Domicile

Ability-To-Pay Taxation

What is a home?

Your home is where you maintain permanent residence. Your intention to stay in this place indefinitely makes it your home and makes you home. Your domiciled status subjects you to specific laws. Thus, the domicile is a legal construct used to determine where you vote, file lawsuits, pay taxes, claim benefits and compel government authority.

Key points to remember

  • Home usually refers to where you permanently call your home.
  • Your home is important for legal purposes such as paying taxes, voting, and requesting benefits.
  • Residence and domicile differ legally mainly in the duration of your stay in a specific place.

Understanding the home

At birth, your place of origin is the accommodation that you share with your parents. This location remains your home until you reach the age of majority and acquire a preferred home. This domicile of choice remains your domicile until you abandon it by moving to a new domicile with the good faith intention of making the new domicile your permanent and permanent domicile.

No matter how many houses you own, only one is your home. It is the one you acquire with the intention of staying indefinitely and towards which you move after having abandoned your old home. It can be the house where you live, work, bank, vote and register your car.

Residence and domicile are not identical and have different legal meanings.

Residence vs domicile

You may have heard the residence and the domicile used interchangeably to designate your house. However, the terms “residence” and “domicile” have separate legal meanings. The determining factor between the two words is the length of your stay.

A residence is a dwelling in which you plan to live temporarily, while a domicile is a dwelling in which you plan to live for an indefinite period. Any place you own or live in during a prohibited period can be your home. But only the site where you intend to make your permanent residence and stay indefinitely can be your home. So you can have many residences in many places, but you can only have one home in one place.

Your home is also your home, but your home may or may not be your home.

Choose your home

If you always have a home and never have more than one, then where is your home if you also live in two units? Suppose, after many years of living in Maine and vacationing in Florida, you now live half the year in Maine where you file taxes and make a will, and you live the other half of the year in Florida where you vote and register your car. Is your home in Maine or Florida?

The uniform distribution of your essential activities between Maine and Florida indicates that you did not intend to abandon Maine when you acquired Florida. Therefore, Maine is your residence and your domicile, and Florida is your residence but not your domicile.

You cannot change your domicile by simply filing a declaration of domicile in another country or state. Instead, your lifestyle should correspond to a permanent change of domicile. Your intended home can be deducted from where you live and spend time.

Legally, your home is the place you declare in legal documents, such as the address you use for voting, banking, registering vehicles and paying taxes. Ending a home association includes your efforts to close bank accounts, surrender your driver’s license, remove your name from the voters list, and pay taxes as a non-resident.

Legal consequences of domiciles

Your home has legal consequences. It defines the country, the state and the courts competent to approve wills, administer estates, judge legal actions and assess income and death taxes. After a divorce, legal domicile may affect your ability to request and control the payment of child support and child support.
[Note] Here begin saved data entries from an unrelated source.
PR #1255, opened 2023-04-10
chore: remove nested future

enocom:


jackwotherspoon (approved):
LGTM, we did this exact same change in the Python Connector way back.

PR #1271, opened 2023-04-25
ci: Update kokoro stage job to store release artifacts

hessjcg:
We need to store release artifacts in Kokoro to generate SBOMs for released software.
When reviewing, please check that:

- The build passes
- All software artifacts generated by `mvn install` are accounted for


enocom (commented):
This looks good to me.

Add @shubha-rajan to sign off with more experience in the release mechanics.

shubha-rajan (approved):

PR #1313, opened 2023-06-02
fix: log error when token is invalid

### LINKED ISSUE #1174: Cloud SQL IAM service account authentication failed for user
### Bug Description

An otherwise valid configuration on occasion will result in `Cloud SQL IAM service account authentication failed for user`.

The backend will log: `Failed to validate access token` (as opposed to access token expired).

While customers have seen this error in Cloud Run (possibly suggesting a CPU-throttling issue with the background refresh), it also appears on GKE. 

Updating to the latest version has not resolved these occasional errors.

### Example code (or command)

_No response_

### Stacktrace

_No response_

### Steps to reproduce?

1. Deploy an app that logs in with Auto IAM AuthN
2. Wait awhile
3. Observe occasional failures

### Environment

1. OS type and version: Linux Container
2. Java SDK version: ?
3. Cloud SQL Java Socket Factory version: v1.10.0

### Additional Details

_No response_

enocom:
Fixes #1174


hessjcg (approved):
LGTM

PR #1315, opened 2023-06-05
feat: Use new certificate refresh logic 

hessjcg:
This will make the certificate refresh timing in the java jdbc connector consistent with the other connectors.

### DIFF
--- a/core/src/main/java/com/google/cloud/sql/core/CloudSqlInstance.java
+++ b/core/src/main/java/com/google/cloud/sql/core/CloudSqlInstance.java
@@ -71,6 +71,8 @@ class CloudSqlInstance {
   private final RateLimiter<Object> forcedRenewRateLimiter =
       RateLimiter.burstyBuilder(2, Duration.ofSeconds(30)).build();
 
+  private final RefreshCalculator refreshCalculator = new RefreshCalculator();
+
   @GuardedBy("instanceDataGuard")
   private ListenableFuture<InstanceData> currentInstanceData;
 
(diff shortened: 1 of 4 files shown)


core/src/main/java/com/google/cloud/sql/core/CloudSqlInstance.java
```diff
@@ -112,22 +114,6 @@ class CloudSqlInstance {
     }
   }
 
-  static long secondsUntilRefresh(Date expiration) {
-    Duration timeUntilExp = Duration.between(Instant.now(), expiration.toInstant());
```
enocom, line 116: This is probably better than the long-based calculation. Let's use that below.

enocom (changes requested):

core/src/main/java/com/google/cloud/sql/core/CloudSqlInstance.java
hessjcg: Fixed.

core/src/main/java/com/google/cloud/sql/core/RefreshCalculator.java
```diff
@@ -0,0 +1,49 @@
...
+
+  // defaultRefreshBuffer is the minimum amount of time for which a
+  // certificate must be valid to ensure the next refresh attempt has adequate
+  // time to complete.
+  private static final Duration DEFAULT_REFRESH_BUFFER = Duration.ofMinutes(4);
+
+  long calculateSecondsUntilNextRefresh(Instant now, Instant expiration) {
+    Duration timeUntilExp = Duration.between(now, expiration);
+
+    if (timeUntilExp.compareTo(Duration.ofHours(1)) < 0) {
```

It affects how, when and on what income you pay state taxes. Residing in a country or state limits the scope of the tax authorities to the income tax you earn within its borders. Often, high income taxpayers have their domicile in a state that has the lowest tax to pay for them.

Death tax is imposed by the country or state of domicile. Depending on your indicated domicile and that of your beneficiaries, the inheritance tax implications can be radically different. The home can extend its reach to all of your income from any source in the world. However, indices of residence, such as owning real estate, or indices of domicile, such as failing to properly abandon your former home, may subject you to taxes in more than one state.